It might be worth investing in a static IP if possible. If you feel adventurous and don’t mind doing some acrobatics, can try below solution. I didn’t get a chance to implement this service but suggesting if you are able to get someone configure this for you.
Option 1: Dynamic DNS
Subscribe to a Dynamic Dns service (there are plenty of them). The service will mostly like have you install a client on the machine whose IP keeps changing.
Setup a script on ERPNext server which regularly probes DDNS for new IP Address and updates fail2ban configuration accordingly
Option 2: VPN tunneling
You’ll have to host a VPN Server or subscribe to a service.
Connect your Client as well as ERPNext server to VPN (make sure that both get the same VPN IP address each time)
Whitelist your client’s VPN IP in Fail2Ban
Access your ERPNext site using Server’s VPN IP address
If the server is hosting multiple domains, you’ll have to host a local DNS server (risky and overkill for the purpose) and map your ERPNext domains to the server’s VPN IP address.
Is it normal to have up to 6 “400 bad request errors” within 10minutes?
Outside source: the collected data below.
PR #10788, opened 2026-07-26
perf(startup): stop parsing qrcode and @linear/sdk at launch

nwparker:
## Summary

Two packages sat in the main bundle's eager top-level require block despite being reachable only from features most users never touch.

**`@linear/sdk` is the sharper case.** `src/main/linear/linear-sdk.ts` exists *solely* to load that ~2.6 MB CJS bundle lazily — its own comment says "launch never parses it for the majority who never connect Linear." A single value import at `issue-relation-write.ts:1` defeated that loader for everyone. That file now imports the type and constructs through `loadLinearSdk()`.

**`qrcode`** is only reachable from mobile pairing. Both call sites were already `async`, so they take a dynamic import.

## ELI5

Starting the app means reading and compiling a pile of JavaScript before the window can appear. Two of those piles were for features you probably never use: Linear ticket integration, and the QR code for pairing your phone.

They were being loaded on *every* launch anyway. One of them already had a "load this only when needed" wrapper written for it — but one stray import elsewhere in the codebase reached past the wrapper and pulled it in regardless, so the wrapper never actually did anything.

Now both load the first time you use the feature, and not before.

## Screenshots

No visual change.

**Direct measurement of what is removed from every launch:**

```
qrcode        9.3 ms to require
@linear/sdk  23.9 ms to require
             ------
             33.2 ms of module parse, deleted from the startup path
```

**Where it shows up in the real startup bench** (`tools/benchmarks/startup-time-bench.mjs`, 2000-file fixture) — `spawnToAppReady` is the phase module parsing lives in:

| | baseline | lazy | delta |
|---|---|---|---|
| 5 iterations | 379 ms | 354 ms | **-25 ms** |
| 9 iterations | 376 ms | 357 ms | **-19 ms** |

**Being straight about the limits of this measurement:** `totalToWorkspaceReady` does *not* show a reliable win. It moved 749→730 ms at 5 iterations but 745→**760** ms at 9 — the sign flips, so end-to-end launch is noise-dominated at this sample size on this machine. I am claiming the ~20 ms `spawnToAppReady` improvement and the 33 ms of directly-measured parse work, not a 19 ms end-to-end win. Anyone re-running this should expect the total to be inside the noise band.

## Proof of zero regression

Both changes are import-site-only; no logic moved.

- **`@linear/sdk`**: `loadLinearSdk()` is the pre-existing loader already used by `client.ts`, and it caches its `require`. The type import is erased at compile time, so nothing pulls the module in eagerly. The one construction site is inside an `async` function that already awaited `acquire()`.
- **`qrcode`**: both consumers were already `async` and already `await`ed the QR call, so the added `await import(...)` introduces no new asynchrony to any caller. I verified no eager `from 'qrcode'` import remains in `src/main`, and that every remaining `QRCode.` reference resolves to the locally-bound dynamic import.

TypeScript is doing real work here: had I left a value import behind, `import type` would have failed the build, and the `no-import()-type` lint rule the loader's comment references still passes.

- [x] `pnpm lint`
- [x] `pnpm typecheck`
- [x] `pnpm test` — **120/120** across `src/main/linear/` and `src/main/ipc/mobile.test.ts`; full suite **2 failures / 36,934**, both pre-existing
- [x] `pnpm build:electron-vite` — built and launched repeatedly through the startup bench

`pnpm test` is already red on `main`. This run shows **only** `agent-exec-handler.test.ts` ×2, which assert against the machine's real `process.env` — a strict subset of the known baseline pool, and neither imports the changed code.

**2 review loops: independent import/A-B verification and final risk review. Final verdict: ship.**

Found by the round-2 discovery sweep; I verified both import sites and re-ran the A/B myself at two sample sizes rather than accept the reported end-to-end figure — which is how the noise in `totalToWorkspaceReady` surfaced.

A third startup candidate from the same sweep was **rejected on risk, not measurement**: deferring the 14 managed agent-hook installers with `setImmediate` measured a clean 14 ms → ~0 ms on the critical path, but managed hooks are config files that agent processes read *at their own launch*. Deferring races any restored terminal that spawns an agent early, and that agent would run a turn with no status hook — silent status loss. The surrounding code already treats install ordering as load-bearing (`index.ts` explicitly sequences `ensureRealHomeCodexHookState` before it). 14 ms of a ~750 ms launch does not justify that; a safe version needs a barrier the PTY spawn path awaits, which should be designed rather than bolted on.

## AI Review Report

Risks reviewed:

- **Deferred failure surface.** A lazy `require` can now fail at feature-use time rather than launch. For `@linear/sdk` this is unchanged in practice — `client.ts` already loaded it this way, so the failure mode already existed on that path. For `qrcode`, both call sites already sit inside `try`/`catch` that returns `null` on failure.
- **Packaging.** Neither module becomes unreachable to the bundler: `linear-sdk.ts` uses `createRequire` against the packaged app, and `await import('qrcode')` is a static specifier electron-vite resolves at build time. The built output was exercised by the startup bench across ~28 real launches.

If so, what would be a more acceptable limit?
If the scenario above is abnormal and indicates a real issue, are there any pointers as to what may be the cause and how we can easily identify the offending client (most likely a web browser as indicated in the logs)?
True. Had the same issue and battled it for weeks thinking my database was crashing or my server specs was too low. Tripled my server config, tweaked mysql settings, increased gunicorn workers, optimized nginx but continued to have the same issue until i stumbled on a post about fail2ban blacklisting IPs intermittently. I checked the jail but couldn’t find my IP so i initially dismissed it as the problem. After a few more days and near sleepless nights i thought to myself “what have i got to lose?”. Whitelisted my IPs and wowzer!!! the problem went away. I almost kicked myself for it.